Le 2 août 1944, le colonel allemand von Waldheim (Paul SCOFIELD, britannique), grand amateur d’art (même dégénéré selon le IIIe Reich), décide de faire transférer les tableaux (Renoir, Gauguin, Matisse, Braque, Seurat, Picasso) du musée du Jeu de Paume en Allemagne. Des cheminots résistants dont le chef est Paul Labiche (Burt LANCASTER et dont c‘est la 4e collaboration avec le réalisateur) décident de tout faire pour que le train affrété pour le transport des tableaux n’arrive pas en Allemagne. Le réalisateur a pris le parti du noir et blanc, probablement pour donner un aspect documentaire et historique et rendre hommage à « La bataille du rail » (1946) de René Clément, tourné principalement en Bretagne. Il montre l’ingéniosité des cheminots
qui réussissent en faire tourner en rond le train en remplaçant le nom des vraies gares
. Même s’il s’agit d’une convention au cinéma, il est étonnant d’entendre parler anglais de la part des Allemands et surtout des acteurs français (Suzanne FLON, Michel SIMON, Albert RÉMY, Jeanne MOREAU, Jacques MARIN) avec leur accent.

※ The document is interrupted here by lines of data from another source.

PR #1172, opened 2017-02-26
Skip initial verification in case of dynamic repositories

GeertvanHorrik:
The initial verification breaks dynamic repositories because it requires a .git directory (but we don't have it yet). The change in this PR skips the initial verification in case of dynamic repositories.


GeertvanHorrik:
Merging this one immediately because it's required for dynamic repositories to run in addition to what was released in beta10.

PR #1177, opened 2017-02-28
Fix GitVersionTask on Linux

ermshiperete:
The additional import statement introduced in #1163 causes failure
on Linux when a project tries to use the GitVersionTask. It seems
that Mono can't cope with an empty `Project` attribute in the
`Import` element. Additionally there seems to be a bug at least in
Mono 3.x in that it requires the argument in `Exists` to be passed
in quotes.

This change fixes these two problems and allows to use the
GitVersionTask again on Linux.

I'd appreciate if a Beta-12 with this fix could be released soon.

### DIFF
--- a/src/GitVersionTask/NugetAssets/build/GitVersionTask.targets
+++ b/src/GitVersionTask/NugetAssets/build/GitVersionTask.targets
@@ -9,6 +9,7 @@
     <GitVersionPath Condition="'$(GitVersionPath)' == ''">$(MSBuildProjectDirectory)</GitVersionPath>
     <GitVersionCustomizeTargetFile Condition="'$(GitVersionCustomizeTargetFile)' == '' And Exists('$(MSBuildProjectDirectory)\GitVersionTask.targets')">$(SolutionDir)\GitVersionTask.targets</GitVersionCustomizeTargetFile>
     <GitVersionCustomizeTargetFile Condition="'$(GitVersionCustomizeTargetFile)' == '' And '$(SolutionDir)' != '' And Exists('$(SolutionDir)\GitVersionTask.targets')">$(SolutionDir)\GitVersionTask.targets</GitVersionCustomizeTargetFile>
+    <GitVersionCustomizeTargetFile Condition="'$(GitVersionCustomizeTargetFile)' == ''"></GitVersionCustomizeTargetFile>
     <IntermediateOutputPath Condition="$(IntermediateOutputPath) == '' Or $(IntermediateOutputPath) == '*Undefined*'">$(MSBuildProjectDirectory)\obj\$(Configuration)\</IntermediateOutputPath>
     <GitVersion_NoFetchEnabled Condition="$(GitVersion_NoFetchEnabled) == ''">false</GitVersion_NoFetchEnabled>
 
@@ -39,7 +40,7 @@
       TaskName="GitVersionTask.WriteVersionInfoToBuildLog"
       AssemblyFile="$(GitVersionTaskLibrary)GitVersionTask.dll" />
 
-  <Import Project="$(GitVersionCustomizeTargetFile)" Condition="'$(GitVersionCustomizeTargetFile)' != '' and Exists($(GitVersionCustomizeTargetFile))" />
+  <Import Project="$(GitVersionCustomizeTargetFile)" Condition="'$(GitVersionCustomizeTargetFile)' != '' and Exists('$(GitVersionCustomizeTargetFile)')" />
 
   <Target Name="WriteVersionInfoToBuildLog" BeforeTargets="CoreCompile;GetAssemblyVersion;GenerateNuspec" Condition="$(WriteVersionInfoToBuildLog) == 'true'">
     <WriteVersionInfoToBuildLog SolutionDirectory="$(GitVersionPath)" NoFetch="$(GitVersion_NoFetchEnabled)"/>
--- a/src/GitVersionTask/NugetAssets/buildMultiTargeting/GitVersionTask.targets
+++ b/src/GitVersionTask/NugetAssets/buildMultiTargeting/GitVersionTask.targets
@@ -9,6 +9,7 @@
     <GitVersionPath Condition="'$(GitVersionPath)' == ''">$(MSBuildProjectDirectory)</GitVersionPath>
     <GitVersionCustomizeTargetFile Condition="'$(GitVersionCustomizeTargetFile)' == '' And Exists('$(MSBuildProjectDirectory)\GitVersionTask.targets')">$(SolutionDir)\GitVersionTask.targets</GitVersionCustomizeTargetFile>
     <GitVersionCustomizeTargetFile Condition="'$(GitVersionCustomizeTargetFile)' == '' And '$(SolutionDir)' != '' And Exists('$(SolutionDir)\GitVersionTask.targets')">$(SolutionDir)\GitVersionTask.targets</GitVersionCustomizeTargetFile>
+    <GitVersionCustomizeTargetFile Condition="'$(GitVersionCustomizeTargetFile)' == ''"></GitVersionCustomizeTargetFile>
     <GitVersion_NoFetchEnabled Condition="$(GitVersion_NoFetchEnabled) == ''">false</GitVersion_NoFetchEnabled>
 
     <!-- Property that enables WriteVersionInfoToBuildLog -->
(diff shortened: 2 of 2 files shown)


src/GitVersionTask/NugetAssets/build/GitVersionTask.targets
```diff
@@ -9,6 +9,7 @@
     <GitVersionPath Condition="'$(GitVersionPath)' == ''">$(MSBuildProjectDirectory)</GitVersionPath>
     <GitVersionCustomizeTargetFile Condition="'$(GitVersionCustomizeTargetFile)' == '' And Exists('$(MSBuildProjectDirectory)\GitVersionTask.targets')">$(SolutionDir)\GitVersionTask.targets</GitVersionCustomizeTargetFile>
     <GitVersionCustomizeTargetFile Condition="'$(GitVersionCustomizeTargetFile)' == '' And '$(SolutionDir)' != '' And Exists('$(SolutionDir)\GitVersionTask.targets')">$(SolutionDir)\GitVersionTask.targets</GitVersionCustomizeTargetFile>
+    <GitVersionCustomizeTargetFile Condition="'$(GitVersionCustomizeTargetFile)' == ''">*Undefined*</GitVersionCustomizeTargetFile>
```
asbjornu: I've never seen `*Undefined*` used as a placeholder in MSBuild before. Won't an empty element initialise the property to an empty string?

src/GitVersionTask/NugetAssets/build/GitVersionTask.targets
```diff
@@ -9,6 +9,7 @@
     <GitVersionPath Condition="'$(GitVersionPath)' == ''">$(MSBuildProjectDirectory)</GitVersionPath>
     <GitVersionCustomizeTargetFile Condition="'$(GitVersionCustomizeTargetFile)' == '' And Exists('$(MSBuildProjectDirectory)\GitVersionTask.targets')">$(SolutionDir)\GitVersionTask.targets</GitVersionCustomizeTargetFile>
     <GitVersionCustomizeTargetFile Condition="'$(GitVersionCustomizeTargetFile)' == '' And '$(SolutionDir)' != '' And Exists('$(SolutionDir)\GitVersionTask.targets')">$(SolutionDir)\GitVersionTask.targets</GitVersionCustomizeTargetFile>
+    <GitVersionCustomizeTargetFile Condition="'$(GitVersionCustomizeTargetFile)' == ''">*Undefined*</GitVersionCustomizeTargetFile>
     <IntermediateOutputPath Condition="$(IntermediateOutputPath) == '' Or $(IntermediateOutputPath) == '*Undefined*'">$(MSBuildProjectDirectory)\obj\$(Configuration)\</IntermediateOutputPath>
```
asbjornu: I can see `*Undefined*` is used here too and I honestly haven't noticed it before. Seems like @SimonCropp added it in ec6e3697802d7dba297d90cb009220777d7685c7. Is this normal MSBuild nomenclature?

src/GitVersionTask/NugetAssets/buildMultiTargeting/GitVersionTask.targets
```diff
@@ -9,6 +9,7 @@
     <GitVersionPath Condition="'$(GitVersionPath)' == ''">$(MSBuildProjectDirectory)</GitVersionPath>
     <GitVersionCustomizeTargetFile Condition="'$(GitVersionCustomizeTargetFile)' == '' And Exists('$(MSBuildProjectDirectory)\GitVersionTask.targets')">$(SolutionDir)\GitVersionTask.targets</GitVersionCustomizeTargetFile>
     <GitVersionCustomizeTargetFile Condition="'$(GitVersionCustomizeTargetFile)' == '' And '$(SolutionDir)' != '' And Exists('$(SolutionDir)\GitVersionTask.targets')">$(SolutionDir)\GitVersionTask.targets</GitVersionCustomizeTargetFile>
+    <GitVersionCustomizeTargetFile Condition="'$(GitVersionCustomizeTargetFile)' == ''">*Undefined*</GitVersionCustomizeTargetFile>
```
asbjornu: Same here.

src/GitVersionTask/NugetAssets/build/GitVersionTask.targets
```diff
@@ -39,7 +40,7 @@
       TaskName="GitVersionTask.WriteVersionInfoToBuildLog"
       AssemblyFile="$(GitVersionTaskLibrary)GitVersionTask.dll" />
 
-  <Import Project="$(GitVersionCustomizeTargetFile)" Condition="'$(GitVersionCustomizeTargetFile)' != '' and Exists($(GitVersionCustomizeTargetFile))" />
+  <Import Project="$(GitVersionCustomizeTargetFile)" Condition="'$(GitVersionCustomizeTargetFile)' != '' and Exists('$(GitVersionCustomizeTargetFile)')" />
```
asbjornu: Don't you have to check for `*Undefined*` here as well?

src/GitVersionTask/NugetAssets/buildMultiTargeting/GitVersionTask.targets
```diff
@@ -37,7 +38,7 @@
       TaskName="GitVersionTask.WriteVersionInfoToBuildLog"
       AssemblyFile="$(GitVersionTaskLibrary)GitVersionTask.dll" />
 
-  <Import Project="$(GitVersionCustomizeTargetFile)" Condition="'$(GitVersionCustomizeTargetFile)' != '' and Exists($(GitVersionCustomizeTargetFile))" />
+  <Import Project="$(GitVersionCustomizeTargetFile)" Condition="'$(GitVersionCustomizeTargetFile)' != '' and Exists('$(GitVersionCustomizeTargetFile)')" />
```
asbjornu: Don't you have to check for `*Undefined*` here as well?

ermshiperete:
The travis build failures don't look like they are related to this change.

---

Review status: 0 of 2 files reviewed at latest revision, 5 unresolved discussions, some commit checks failed.

---

*[src/GitVersionTask/NugetAssets/build/GitVersionTask.targets, line 12 at r1](https://reviewable.io:443/reviews/gittools/gitversion/1177#-Ke4O5p8xonnm3dLRZF5-r1-12:-Ke9qMyL0F7yX2-nYNub:b-iumld5) ([raw file](https://github.com/gittools/gitversion/blob/a2ba8a8f86a267e2d3be0a49395fa1c1572bf936/src/GitVersionTask/NugetAssets/build/GitVersionTask.targets#L12)):*
<details><summary><i>Previously, asbjornu (Asbjørn Ulsberg) wrote…</i></summary><blockquote>

I've never seen `*Undefined*` used as a placeholder in MSBuild before. Won't an empty element initialise the property to an empty string?
</blockquote></details>

You're right. I didn't think that it would work, but it does! Done.

---

*[src/GitVersionTask/NugetAssets/build/GitVersionTask.targets, line 13 at r1](https://reviewable.io:443/reviews/gittools/gitversion/1177#-Ke4O5p8xonnm3dLRZF5-r1-13:-Ke9qYQgpEO5FCiHATpl:b-ms6szs) ([raw file](https://github.com/gittools/gitversion/blob/a2ba8a8f86a267e2d3be0a49395fa1c1572bf936/src/GitVersionTask/NugetAssets/build/GitVersionTask.targets#L13)):*
<details><summary><i>Previously, asbjornu (Asbjørn Ulsberg) wrote…</i></summary><blockquote>

I can see `*Undefined*` is used here too and I honestly haven't noticed it before. Seems like @SimonCropp added it in ec6e3697802d7dba297d90cb009220777d7685c7. Is this normal MSBuild nomenclature? 
</blockquote></details>

I've occasionally seen it in Conditions, but I don't know if it will actually ever have this value (unless explicitly set to it :smiley: )

---

*[src/GitVersionTask/NugetAssets/buildMultiTargeting/GitVersionTask.targets, line 12 at r1](https://reviewable.io:443/reviews/gittools/gitversion/1177#-Ke4O5p8xonnm3dLRZF6-r1-12:-Ke9qsFlxGzjJeK0xKa0:b-896fix) ([raw file](https://github.com/gittools/gitversion/blob/a2ba8a8f86a267e2d3be0a49395fa1c1572bf936/src/GitVersionTask/NugetAssets/buildMultiTargeting/GitVersionTask.targets#L12)):*
<details><summary><i>Previously, asbjornu (Asbjørn Ulsberg) wrote…</i></summary><blockquote>

Same here.
</blockquote></details>

Done.

---


*Comments from [Reviewable](https://reviewable.io:443/reviews/gittools/gitversion/1177#-:-Ke9rcEYlpS2Qx54_2aP:bl4rmie)*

De nos jours, pour plus de réalisme, chacun parlerait dans sa langue avec des sous-titres. Le point de départ est bien réel et s’inspire du livre, « Le front de l’art : défense des collections françaises » (1945) de Rose Valland (1898-1980), conservatrice du musée du Jeu de Paume et interprétée par Suzanne Flon, personnage qui sera repris dans « Monuments men » (2014) de George Clooney, sous les trait de Cate Blanchett (et où il s’agit d’Américains chargés de récupérer des œuvres d’art dérobées par les Nazis en Belgique). Son rôle est comparable à celui de Jacques Jaujard (1895-1967) et qui a sauvegardé des œuvres du musée du Louvre, lui aussi évoqué au cinéma dans « Francofonia » (2015) d’Alexandre Sokourov. Même si cela n’est pas nouveau, le film montre bien l’absurdité de la guerre, ses atrocités (cheminots et otages fusillés), notamment lors de débâcle de l’armée occupante, l’égoïsme des hommes (qui, selon Christine, jouée par Jeanne Moreau, jouent les héros et que pleurent ensuite les femmes), l’aspect vain de certaines actions (tant de morts pour des objets, certes des œuvres qui appartiennent au patrimoine national et mondial) et la vanité de certains comportements (cf. entêtement du colonel qui veut s’emparer des tableaux et s’opposer, coute que coute, à Paul Labiche, qu’il méprise car incapable d’apprécier l’art). Le film n’est pas exempt d’imperfections : Paul Labiche quitte son hôtel à 19h pour conduire le train et il fait nuit (au mois d’août !). Idem pour la scène finale tournée près d’Acquigny (Eure) mais en hiver (les arbres feuillus n’ont plus de feuilles), probablement pour des raisons de planning de tournage.